For its participation in Art Brussels 2025, z2o Sara Zanin is pleased to present a solo exhibition by Adelisa Selimbasic, a Bosnian-Italian painter born in 1996, based in New York. Known for her intimate and nuanced approach to the human body, Selimbasic explores themes of femininity, identity, and presence through fragmented forms and suggestive detail.
The artist’s work focuses not on portraying specific individuals, but rather on evoking a broader, inclusive notion of femininity—one that transcends gender and can belong to anyone. Her figures, often shown in states of embrace or gentle contact, carry both presence and absence: they exist through gestures, through the curve of a hand, the tilt of a head, or the subtle suggestion of skin.
Faces are often left unseen, shifting the emotional center to the details: a chipped nail polish, a particular hairstyle, the curve of an almond-shaped nail or a pair of tied-back curls. These visual cues become anchors of identity, acting as intimate symbols that viewers may recognize in themselves. Selimbasic challenges dominant ideals and reclaims the body as a site of multiplicity, tension, and self-recognition.
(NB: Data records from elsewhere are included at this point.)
PR #10933, opened 2025-06-20
feat: add compiler

CasperDN:
The compiler is mostly a copy of the one from `Fixpoint/Phase/Compiler/flix`, changed to fit our data types.

### DIFF
--- a/main/src/library/Fixpoint3/Phase/Compiler.flix
+++ b/main/src/library/Fixpoint3/Phase/Compiler.flix
@@ -1,0 +1,578 @@
+/*
+ * Copyright 2021 Benjamin Dahse
+ * Copyright 2025 Casper Dalgaard Nielsen
+ *                Adam Yasser Tallouzi
+ *
+ * Licensed under the Apache License, Version 2.0 (the "License");
+ * you may not use this file except in compliance with the License.
+ * You may obtain a copy of the License at
+ *
+ *   http://www.apache.org/licenses/LICENSE-2.0
+ *
+ * Unless required by applicable law or agreed to in writing, software
+ * distributed under the License is distributed on an "AS IS" BASIS,
+ * WITHOUT WARRANTIES OR CONDITIONS OF ANY KIND, either express or implied.
+ * See the License for the specific language governing permissions and
+ * limitations under the License.
+ */
+
+mod Fixpoint3.Phase.Compiler {
+    use Fixpoint3.Ast.Ram.{arityOfNonLat, BoolExp, Facts, Predicates, RamId, RamProgram, RamStmt, RamTerm, RelOp, RelSym, RowVar}
+    use Fixpoint.Ast.Datalog.{BodyPredicate, BodyTerm, Constraint, Datalog, Fixity, HeadTerm, Polarity, VarSym}
+    use Fixpoint.Ast.Datalog.Datalog.{Datalog}
+    use Fixpoint.Ast.Datalog.Constraint.Constraint
+    use Fixpoint.Ast.Datalog.HeadPredicate.HeadAtom
+    use Fixpoint.Ast.Datalog.BodyPredicate.{BodyAtom, Functional, Guard0, Guard1, Guard2, Guard3, Guard4, Guard5}
+    use Fixpoint.Ast.Shared.{BoxedDenotation => Denotation}
+    use Fixpoint.Ast.Shared.Denotation.{Relational, Latticenal}
+    use Fixpoint.Ast.Shared.isRelational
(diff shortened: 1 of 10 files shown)


JonathanStarup:
> The compiler is mostly a copy of the one from Fixpoint/Phase/Compiler/flix

Can you point to the differences? just to ease review

CasperDN:
The function `isImpossible` and the removal of `Guard0`. The introduction of `Par` blocks. The function `constructMerges`. A global counter for assigning `RowVar`s passed between functions. `idbSet` passed to `compileRuleIncr` to avoid creating dead code. `compileBoolForLatticeenal`. `compileFacts`.

Perhaps it would be more correct to say that the structure is mostly the same...

main/src/library/Fixpoint3/Phase/Compiler.flix
```diff
@@ -0,0 +1,584 @@
...
+                    MutList.push(codeBlock, stmts)
+                } else match List.head(runInParallel) {
+                    case Some(v) => MutList.push(v, stmts)
+                    case None => ()
+                }
+            });
+            let stmt = MutList.toVector(stmts) |> RamStmt.Seq;
+            RamProgram.Program(stmt, compiledFacts, predicates, (Map#{}, Map#{}))
+        }
+        case _ => bug!("Datalog Boxing bug")
```
JonathanStarup: Would this not be a lowering bug?

main/src/library/Fixpoint3/Phase/Compiler.flix
```diff
@@ -0,0 +1,584 @@
...
+    }
+
+    ///
+    /// Collect all rules in `d` and assign them a number, deterministically.
+    ///
+    @Internal
+    pub def enumerateRules(d: Datalog): Vector[(Int32, Constraint)] = match d {
+        case Datalog(_, rules) => Vector.mapWithIndex(i -> r -> (i, r), rules)
+        case _ => unreachable!()
```
JonathanStarup: This is probably not you I'd guess, but it would be nice to have functions like this mention in the doc that `d` must be a `Datalog(_, _)`

main/src/library/Fixpoint3/Phase/Compiler.flix
```diff
@@ -0,0 +1,584 @@
...
+    }
+
+    ///
+    /// Functional relations should be treated as `Relational`, but they do not posses any `PredSym`, indicated
+    /// by assigning them -1.
+    ///
+    @Internal
+    pub def functionalRelSym(arity: Int32): RelSym = RelSym.Symbol(PredSym.PredSym("", -1i64), arity, Relational)
```
JonathanStarup, line 85: This looks a bit scary to me, can you add explanation why its okay for all of these to reuse the same "-1" sym

main/src/library/Fixpoint3/Phase/Compiler.flix
```diff
@@ -0,0 +1,584 @@
...
+                // Remove p(;bot) from the facts
+                if(v `leq` bot) {
+                    acc
+                } else {
+                    Vector.append(k, Vector#{v}) :: acc
+                }
+            , Nil, values)
+        }, db);
+
+        facts |> Vector.foldRight(constraint -> acc -> {
```
JonathanStarup: With these foldleft/foldRight calls, I find it easier to read with ||>. e.g. `m |> foldleft(f, zero)` becomes `(m, zero) ||> foldleft(f)`

main/src/library/Fixpoint3/Phase/Compiler.flix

-----------------------------------------------------------------
The party is over, or seems to be about to end: how could a young Italian-Bosnian artist based in New York not convey this through her new works, created during the harsh winter months ? Adelisa Selimbašić forges her own path: the countries she crosses by participating in international exhibitions - ranging from Antwerp to Miami, Los Angeles to Berlin - confirm it. In the meticulous preparation of a new body of work for her solo exhibition at Art Brussels 2025, presented by z2o Sara Zanin Gallery from Rome, she continues to depict imperfect and captivating bodies, perfectly cast in the contemporary world. But this time, her gaze appears more focused: at times, we find ourselves as spectators of the final moments of a party at Manhattan’s iconic Chelsea Hotel, where artists and thinkers of the roaring 70s and 80s were hosted in exchange for their art. However, the mood is strikingly different, more intimate and melancholic: bodies communicate with one another but do not touch. Are we lonelier than before? After Covid-19, geopolitical disruptions, and wars around the world, are we still standing? Are we still together?
Even the phrase ‘Art will save the world’, often attributed to Fyodor Dostoevsky, is a mistake: the idea comes from a passage in the novel The Idiot, in which Prince Myškin says: ‘Beauty will save the world.’ And we, on the other hand, hope that it really will: we cannot feed ourselves with ephemeral, anaesthetising beauty, and who knows if even through the lightness of powerful brushstrokes, suspended over the Atlantic, we will manage to find the strength to fight again.